What does __builtin_unreachable()? Does it nothing? Call abort()?


> Py_UNREACHABLE is used to indicate that a specific point in the program cannot be reached, even if the compiler might otherwise think it can.

I disagree here.
https://docs.python.org/dev/c-api/intro.html#c.Py_UNREACHABLE

For me, it's not an issue with the compiler, but more about handling corner cases. Py_UNREACHABLE() is used in cases which "should not occur" but can technically occur if you pass invalid data, or in "very unlikely case".

I looked at the Python code base.

tracemalloc_realloc():

        if (ADD_TRACE(ptr2, new_size) < 0) {
            /* Memory allocation failed. The error cannot be reported to
               the caller, because realloc() may already have shrunk the
               memory block and so removed bytes.

               This case is very unlikely: a hash entry has just been
               released, so the hash table should have at least one free entry.

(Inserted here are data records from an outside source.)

PR #2761, opened 2022-10-18
Add windows integTest to OpenSearch Clusters 

peterzhuamazon:
### Description
Add windows integTest to OpenSearch Clusters 

### Issues Resolved
https://github.com/opensearch-project/opensearch-build/issues/2306


tests/tests_test_workflow/test_integ_workflow/integ_test/test_distribution_zip.py
```diff
@@ -0,0 +1,54 @@
...
+import os
+import unittest
+from unittest.mock import MagicMock, Mock, patch
+
+from test_workflow.integ_test.distribution_zip import DistributionZip
+
+
+class TestDistributionZip(unittest.TestCase):
+
+    def setUp(self) -> None:
```
dblock, line 17: There's a bit of mixing of OpenSearch and Dashboards here. Split into 3 test classes in this file `TestDistributionZip` for common logic, and `TestDistributionZipOpenSearch` and `TestDistributionZipOpenSearchDashboards`?

src/test_workflow/integ_test/distribution_zip.py
```diff
@@ -0,0 +1,43 @@
...
+    @property
+    def config_dir(self) -> str:
+        return os.path.join(self.install_dir, "config")
+
+    def install(self, bundle_name: str) -> None:
+        logging.info(f"Installing {bundle_name} in {self.install_dir}")
+        with ZipFile(bundle_name, "r") as zip:
+            zip.extractall(self.work_dir)
+
+    @property
```
dblock, line 33: The right way to do this is inheritance: create `DistributionZipOpenSearch` and `DistributionZipOpenSearchDashboards` and pick which instance to create in a `create` class method. Then the first one would implement `start_cmd` returning one filename and the second the other.

dblock (changes requested):
Refactor the command line `if`.

src/test_workflow/integ_test/distribution_zip.py
peterzhuamazon: Since the scope of this is way bigger than adding windows integTest support.

tests/tests_test_workflow/test_integ_workflow/integ_test/test_distribution_zip.py
peterzhuamazon: Hi DB,

I think it is too complicated that way.
OS and OSD have exactly the same way of extracting artifact as well as triggering the start cmd to certain degree.

If this is more component adding up we can definitely separate them into different classes.
This is a exact one to one copy from the tar tests as well.

Thanks.

peterzhuamazon:
After talking to DB seems like it is better to:
```
Add a product selector, a product class, 2 product subclasses to run product specific start up cmd.

```

dblock (approved):

gaiksaya:
Were adding zips / binary files intended? https://github.com/opensearch-project/opensearch-build/tree/main/tests/tests_test_workflow/test_integ_workflow/integ_test/data/artifacts/dist/

peterzhuamazon:
> Were adding zips / binary files intended? https://github.com/opensearch-project/opensearch-build/tree/main/tests/tests_test_workflow/test_integ_workflow/integ_test/data/artifacts/dist/

Yes that is a dummy file to test.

               The GIL and the table lock ensures that only one thread is
               allocating memory. */
            Py_UNREACHABLE();
        }

Technically, Py_UNREACHABLE() can be reached if there is very low available memory, but it "should not".

dictobject.c:

static Py_ssize_t
lookdict_index(PyDictKeysObject *k, Py_hash_t hash, Py_ssize_t index)
{
    size_t mask = DK_MASK(k);
    size_t perturb = (size_t)hash;
    size_t i = (size_t)hash & mask;

    for (;;) {
        Py_ssize_t ix = dictkeys_get_index(k, i);
        if (ix == index) {
            return i;
        }
        if (ix == DKIX_EMPTY) {
            return DKIX_EMPTY;
        }
        perturb >>= PERTURB_SHIFT;
        i = mask & (i*5 + perturb + 1);
    }
    Py_UNREACHABLE();
}

Here it's unclear to me if this case can be reached or not.

_PyLong_Format() calls Py_UNREACHABLE() if base is not in (2, 8, 16).

long_bitwise() calls Py_UNREACHABLE() if op is not in ('&', '^', '|'). Technically, this case cannot occur, since it's static function which has exactly 3 call sites all with valid 'op'. This *very specific* case could use __builtin_unreachable().

pytime.c:

_PyTime_t
_PyTime_GetSystemClock(void)
{
    _PyTime_t t;
    if (pygettimeofday(&t, NULL, 0) < 0) {
        /* should not happen, _PyTime_Init() checked the clock at startup */
        Py_UNREACHABLE();
    }
    return t;
}

_PyTime_t
_PyTime_GetPerfCounter(void)
{
    _PyTime_t t;
    if (_PyTime_GetPerfCounterWithInfo(&t, NULL)) {
        Py_UNREACHABLE();
    }
    return t;
}

Clocks should not fail, but if they fail I would prefer to call Py_FatalError() to collect the traceback where the bug occurred.


> This is exact the case for __builtin_unreachable in GCC and Clang. I propose to extend Py_UNREACHABLE() to __builtin_unreachable() in the release mode. This will allow the compiler to generate more efficient code.
>
> If there are circumstances in which Py_UNREACHABLE() is reachable, then it is improper use of Py_UNREACHABLE(). It should be replaced with raising an appropriate exception (like TypeError, ValueError, RuntimeError or SystemError) or, in extreme cases, with explicit Py_FatalError()
 
If you consider that it's really worth it to optimize Py_UNREACHABLE(), I would prefer to have a new macro which is only used for compiler warnings: for cases which really "cannot happen".

But it sounds hard to ensure that bugs cannot happen. I'm not sure that it's worth it to optimize Py_UNREACHABLE(). IMHO the current implementation is a good tradeoff between correctness and performance.